Your objective:
Each line of the entries below that holds "Mozilla" is needed, copied in full.

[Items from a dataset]
PR #3010, opened 2015-01-19
Fix Bug 1122997 - Ban user button display

stephaniehobson:
Changed if statement that displays ban button to use same permission check that generates the ban button.


stephaniehobson:
No sure why we need to check permissions here as well as in the helper that generates the ban link?

PR #3011, opened 2015-01-20
Bug 756533 - For a handful of fixes

jezdez:


jezdez:
I've renamed a few loggers from mdn.* to kuma.* and that needs to happen unless we want to see the logging module to raise warning all the time.

robhudson:
r+

robhudson:
The one note I have, and maybe it's specific to zamboni, is we have a test similar to this that Django 1.7 complained about b/c the `INSTALLED_APPS` python path differed from the import path during test run. We had something like `'zamboni.mkt.translations.tests.models.TestModel' != 'mkt.translations.tests.models.TestModel'`. What I had to do was to get the model from the app config instead of importing it.

jezdez:
@robhudson Ah, good to know, I think we may be able to fix this by not using nose anymore ;)

PR #3012, opened 2015-01-20
Fix various scripts after apps/ removal

robhudson:


groovecoder:
post-merge nit: all commits are supposed to reference a bug #. We can reference bugs that are already closed are bugs that are simply tracking bugs; just need some reference to what motivated the change.

PR #3013, opened 2015-01-21
bug 957802 - import actioncounters.utils from kuma

groovecoder:
Spot-check == `vagrant provision` should work without errors.


robhudson:
I grepped for other occurrences and this was the only one I could find. r+.

KE95:
Fyck

PR #3015, opened 2015-01-22
A few more fixes for bug 756533.

jezdez:


jezdez:
I'm a bit unsure if that will mean that prod and stage will use the debug logger. The whole settings setup is so messed up I don't know what to do

settings.py
```diff
@@ -208,8 +210,22 @@
     if delivered_lang in PROD_LANGUAGES:
         LANGUAGE_URL_MAP[requested_lang.lower()] = delivered_lang
 
-# Override Django's built-in with our native names
+
+def get_locales():
+    locales = {}
+    file = os.path.join(ROOT, 'kuma', 'languages.json')
+    json_locales = json.loads(open(file, 'r').read())
```
robhudson: Simpler might be to just use `json.load`?

jezdez:
The circular logging filter issue was fixed in Django 1.5 in 2012 (https://github.com/django/django/commit/fc69fff9ab5bba8a6cff3eaf51f02a3204b1c015)

settings.py
jezdez: Done.

settings.py
```diff
@@ -208,8 +210,22 @@
     if delivered_lang in PROD_LANGUAGES:
         LANGUAGE_URL_MAP[requested_lang.lower()] = delivered_lang
 
-# Override Django's built-in with our native names
+
+def get_locales():
+    locales = {}
+    file = os.path.join(ROOT, 'kuma', 'languages.json')
```
robhudson: On my filesystem this is at `kuma/core/languages.json`. So I would think you need to add the extra `'core'` in there.

settings.py
```diff
@@ -208,8 +210,22 @@
...
+    json_locales = json.load(open(file, 'r'))
+    for locale, meta in json_locales.items():
+        locales[locale] = _Language(meta['english'],
+                                    meta['native'],
+                                    meta['iso639_1'])
```
robhudson: Generally curious why this needs to be a namedtuple and not just the dict imported from the json file?

settings.py
jezdez: The commit moves the file as well

settings.py
jezdez: I have no idea

settings.py
robhudson: Ah, I see that now. :+1:

robhudson:
r+

PR #3019, opened 2015-01-23
Fix bug 1125295: Remove sticky A/B test activation

openjck:
This reverts commit aeda5373.

### DIFF
--- a/media/redesign/js/wiki.js
+++ b/media/redesign/js/wiki.js
@@ -734,15 +734,4 @@
             });
         };
     })();
-
-    /*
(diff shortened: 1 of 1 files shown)


stephaniehobson:
I seem to lost my dev environment somehow. It is still my intention to review this PR but I'm not going to get to it before at least tomorrow afternoon :/

openjck:
No problem. This is a super simple change, so even if it bit-rots it should be easy to restore. Take as much time as you need.

stephaniehobson:
Seems legit.

PR #3020, opened 2015-01-23
bug 1121918 - put authkeys behind permission

groovecoder:
This puts the Add & Delete auth keys views behind the respective permissions. It also includes a data migration to delete all existing authkeys.
api-key-permission

### DIFF
--- a/kuma/authkeys/migrations/0003_remove_authkeys.py
+++ b/kuma/authkeys/migrations/0003_remove_authkeys.py
@@ -8,7 +8,9 @@ class Migration(DataMigration):
 
     def forwards(self, orm):
         "Write your forwards methods here."
-        orm.Key.objects.all().delete()
+        (orm.Key.objects.all().exclude(
+            id__in=orm.KeyAction.objects.values_list('key_id', flat=True))
+         .delete())
 
     def backwards(self, orm):
         "Write your backwards methods here."
--- a/kuma/authkeys/migrations/0003_remove_authkeys.py
+++ b/kuma/authkeys/migrations/0003_remove_authkeys.py
@@ -1,0 +1,76 @@
+# -*- coding: utf-8 -*-
+import datetime
+from south.db import db
+from south.v2 import DataMigration
+from django.db import models
+
+class Migration(DataMigration):
+
+    def forwards(self, orm):
+        "Write your forwards methods here."
+        orm.Key.objects.all().delete()
+
+    def backwards(self, orm):
+        "Write your backwards methods here."
+        # No way to go back
+
+    models = {
+        'auth.group': {
+            'Meta': {'object_name': 'Group'},
+            'id': ('django.db.models.fields.AutoField', [], {'primary_key': 'True'}),
+            'name': ('django.db.models.fields.CharField', [], {'unique': 'True', 'max_length': '80'}),
+            'permissions': ('django.db.models.fields.related.ManyToManyField', [], {'to': "orm['auth.Permission']", 'symmetrical': 'False', 'blank': 'True'})
+        },
+        'auth.permission': {
+            'Meta': {'ordering': "('content_type__app_label', 'content_type__model', 'codename')", 'unique_together': "(('content_type', 'codename'),)", 'object_name': 'Permission'},
+            'codename': ('django.db.models.fields.CharField', [], {'max_length': '100'}),
+            'content_type': ('django.db.models.fields.related.ForeignKey', [], {'to': "orm['contenttypes.ContentType']"}),
+            'id': ('django.db.models.fields.AutoField', [], {'primary_key': 'True'}),
+            'name': ('django.db.models.fields.CharField', [], {'max_length': '50'})
+        },
+        'auth.user': {
+            'Meta': {'object_name': 'User'},
+            'date_joined': ('django.db.models.fields.DateTimeField', [], {'default': 'datetime.datetime.now'}),
+            'email': ('django.db.models.fields.EmailField', [], {'max_length': '75', 'blank': 'True'}),
+            'first_name': ('django.db.models.fields.CharField', [], {'max_length': '30', 'blank': 'True'}),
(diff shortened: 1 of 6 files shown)


kuma/authkeys/views.py
```diff
@@ -12,7 +11,7 @@
 ITEMS_PER_PAGE = 15
 
 
-@login_required
+@permission_required('authkeys.add_key', raise_exception=True)
```
groovecoder: Should we keep both decorators?

kuma/users/helpers.py
```diff
@@ -42,10 +42,20 @@ def ban_link(context, ban_user, banner_user):
...
+    return Markup(link)
+
+
+@register.function
+@contextfunction
+def admin_link(context, user):
+    """Returns a link to admin a user"""
+    link = ''
+    url = reverse('admin:auth_user_change', args=(user.id,))
+    link = '<a href="%s" class="button neutral">%s<i aria-hidden="true" class="icon-lock"></i></a>' % (url, _('Admin'))
```
groovecoder: Can @openjck or @stephaniehobson verify this markup is good?

groovecoder:
Ping @jezdez, @ubernostrum, or @robhudson for review of the back-end bits.

kuma/users/helpers.py
stephaniehobson: Markup looks good. Not sure lock is the right icon here, but I don't have any better suggestions.  Gavel maybe? I'd suggest the gear icon but we're already using it for manage when a user is on their own profile page - maybe we should be showing the manage menu when viewing other  people's profiles?

kuma/authkeys/templates/authkeys/list.html
```diff
@@ -22,14 +24,21 @@
...
 
         </li>
         {% endfor %}
     </table>
 {% endif %}
+
+{% else %}
+<p>{% trans %}
+  You need a special permission to use API keys.
+  You may request permission by <a href="https://bugzilla.mozilla.org/enter_bug.cgi?format=__standard__&product=Mozilla Developer Network&component=User management">filing a bug</a>.
```
robhudson: Would it be good to urlencode that string?

robhudson: I'd also move the URL outside the `trans`, like:
```
{% trans bugzilla_url='https://bugzilla.mozilla.org/enter_bug.cgi?format=__standard__&product=Mozilla Developer Network&component=User management' %}
...
You may request permission by <a href="{{ bugzilla_url }}">filing a bug</a>.
{% endtrans %}
```

kuma/authkeys/views.py
robhudson: The `permission_required` decorator doesn't check it, but also an anonymous user would not have those permissions. But I think I would add `login_required` b/c a login redirect is nicer than a 403.

kuma/authkeys/templates/authkeys/list.html
groovecoder: When I moved the url up into the `trans` declaration it was automatically url-encoded by jinja. :gift:

kuma/users/helpers.py
groovecoder: Yeah, first I reached for the gear. But you got me thinking in those memes and I found `icon-wrench`!

We would have to re-do lots of url mapping to make the manage menu viewable on other users' profiles. All those urls are coded to work on the current `request.user` object.

kuma/authkeys/views.py
groovecoder: Restored; it *is* nicer.

groovecoder:
Updated with first review fixes.

groovecoder:
Also updated the description with a spiffy GIF of how the new perm and API page works.

kuma/users/helpers.py
stephaniehobson: +1 for icon wrench :)

kuma/authkeys/migrations/0003_remove_authkeys.py
```diff
@@ -0,0 +1,76 @@
...
+import datetime
+from south.db import db
+from south.v2 import DataMigration
+from django.db import models
+
+class Migration(DataMigration):
+
+    def forwards(self, orm):
+        "Write your forwards methods here."
+        orm.Key.objects.all().delete()
```
jezdez: Shouldn't that also delete the keyactions?

kuma/authkeys/tests/test_views.py
```diff
@@ -135,3 +146,52 @@ def test_delete_key(self):
...
+        _cache_bust_user_perms(self)
+
+        resp = self.client.get(url)
+        eq_(200, resp.status_code)
+
+
+def _cache_bust_user_perms(self):
+    # Need to cache-bust the user perms by re-fetching from DB
+    # https://docs.djangoproject.com/en/1.7/topics/auth/default/#permissions-and-authorization
+    self.user = User.objects.get(username=self.user.username)
```
jezdez: No need to put this in a pseudo private function, just put it in a base test class and inherit from it in both tests.

jezdez:
LGTM other than the two comments above.

kuma/authkeys/migrations/0003_remove_authkeys.py
groovecoder: Good point. When I ran it locally it deleted them automatically via the default cascade behavior - is that good enough?

But this reminds me that there is a `Key` with existing `KeyAction` records. Should I change this migration to only delete Keys that have not performed any actions? That will preserve the existing API action log.

jezdez: Ah, I thought for some reason that South's fake ORM wouldn't trigger the default cascade delete, sorry.

Yeah, I think changing it to only delete the really unused keys makes sense +1

groovecoder:
Updated again. Should be ready. Unless we want to clean up the commit history so the migration file is only touched in a single commit?

jezdez:
@groovecoder Nah, works for me :) r+

PR #3515, opened 2015-09-24
Bug 1032455: Tweaks to helpfulness

stephaniehobson:
2 new options for "What would make it better?".
Do not ask more than once per day.

To test:
1) drop helpfulness.js line 15 to 600 for a shorter wait
2) turn `helpfulness` waffle flag on
2) clear local storage for your local MDN
3) visit page on local MDN, should be prompted (don't answer survey)
4) visit another page, should not be prompted
5) clear local storage
6) visit another page, should be prompted
7) fill out helpfulness survey
8) visit another page, should not be prompted

Not sure about testing the 'never ask again' functionality or testing if it will ask again the next day. I didn't touch the 'never ask again' mechanics so it should still be working. Maybe this is just a PR that takes 25 hours to test?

Answer below:
+  You may request permission by <a href="https://bugzilla.mozilla.org/enter_bug.cgi?format=__standard__&product=Mozilla Developer Network&component=User management">filing a bug</a>.
{% trans bugzilla_url='https://bugzilla.mozilla.org/enter_bug.cgi?format=__standard__&product=Mozilla Developer Network&component=User management' %}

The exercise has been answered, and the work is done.